Should your products be designed by your customers, or inspired by your customers?
Getting Inspired
We talk about designing products for customers, getting feedback from customers, focusing on problems, and the differences between requirements and design. I’ll wager that every product manager has thought about these things.
J.D. Meier wrote a good article about the best practices of being a product manager, including a tip to get customers (or their proxies) directly connected to developers. After enjoying the article, I was reading through the comments. And I got to #11, from “Bob.” In his comment, Bob said [bold is mine]:
“…Building a product that customers will want to buy means transforming those needs into product specifications. You don’t want a product designed by your customers, you want a product inspired by your customers. That means thinking about wants and needs in a different way….”
Thanks Bob.
There are some ideas, or phrasings of ideas that just stick with you. Maybe I’m receptive because I just read the wikipedia article on koans. Whatever the reason, when I read Bob’s sentence, I walk away with several concepts at different levels.
Requirements
At the end of the day, as a product manager, you don’t (or at least shouldn’t) write down, prioritize, and implement a list of features. That’s just execution against a solution designed by your customer.
A therapist does not interview a patient and then simply prescribe that they “stop doing that.” A therapist will interview the patient, and elicit information – with the goal of understanding the problems that need to be addressed. A product manager (or business analyst) should do the same thing. The product manager should identify the requirements of the customers.
Understanding these requirements is a necessary (but not sufficient) component of developing products inspired by you customers.
Design
Depending on which debate you’re having on a given day, design can mean “choosing to address the customer’s needs with software” or “deciding that you must invoice the customer before shipping their order” or “making sure that the customer gets feedback in the UI automatically without additional action.”
Regardless, a user’s goals (not the buyer’s goals) are a key driver of developing great products. By developing personas and incorporating an understanding of their personal goals into products, you are given an opportunity to be inspired by your customers. A focus group is more likely to tell you how to solve their problems than they are to express the importance of their problems. Unless you’re lucky enough to have a focus group populated with other product managers.

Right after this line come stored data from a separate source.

Issue #8123, opened 2025-11-13
[Issue] Combat Technician available salvage minutes stay at 0 after cycling day


trent1098s:
### Brief Description *

<img width="379" height="61" alt="Image" src="https://github.com/user-attachments/assets/97bba7b0-e5ae-4fbc-8a89-e5b67f0c4982" />

Salvage crew returns from dropship escort mission, one tech injured:

<img width="463" height="142" alt="Image" src="https://github.com/user-attachments/assets/4e8f6e6d-8459-427f-bb93-06c769e708f0" />

Advance day:

<img width="477" height="192" alt="Image" src="https://github.com/user-attachments/assets/90448d6e-b3fb-438f-86f7-0c19fa107f9b" />

Deploy to new mission:

<img width="1073" height="78" alt="Image" src="https://github.com/user-attachments/assets/f45ac6b7-e276-4c85-af8c-736b21403268" />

I think the requirements versus design debate is, when thinking about inspiration, (a) murkier than ever, and (b) less relevant than before. If I’m struggling with a particular team on a particular project, where an improvement in role definition and responsibility assignment is needed, I will help the people make an explicit distinction. When the murkiness is not hurting people, I’m happy to leave it murky.
What is important is that the stakeholder’s goals (including customer needs and internal stakeholder goals) be communicated effectively to the team developing the solution.
Understanding the distinction between problems and problem manifestations (or solutions) is a necessary, but insufficient component of developing products that are inspired by your customers.
Ponder the Koan
The cool thing about a Koan is that the statement (or question) is intended to cause you to think, and to help you reach enlightenment. I’m not wrapping up this article with a ‘conclusion’ section, but a ‘go ponder some more’ section. I know that I will be thinking about this when I have my next conversation, draw my next diagram, and write my next requirement.
You don’t want a product designed by your customers, you want a product inspired by your customers.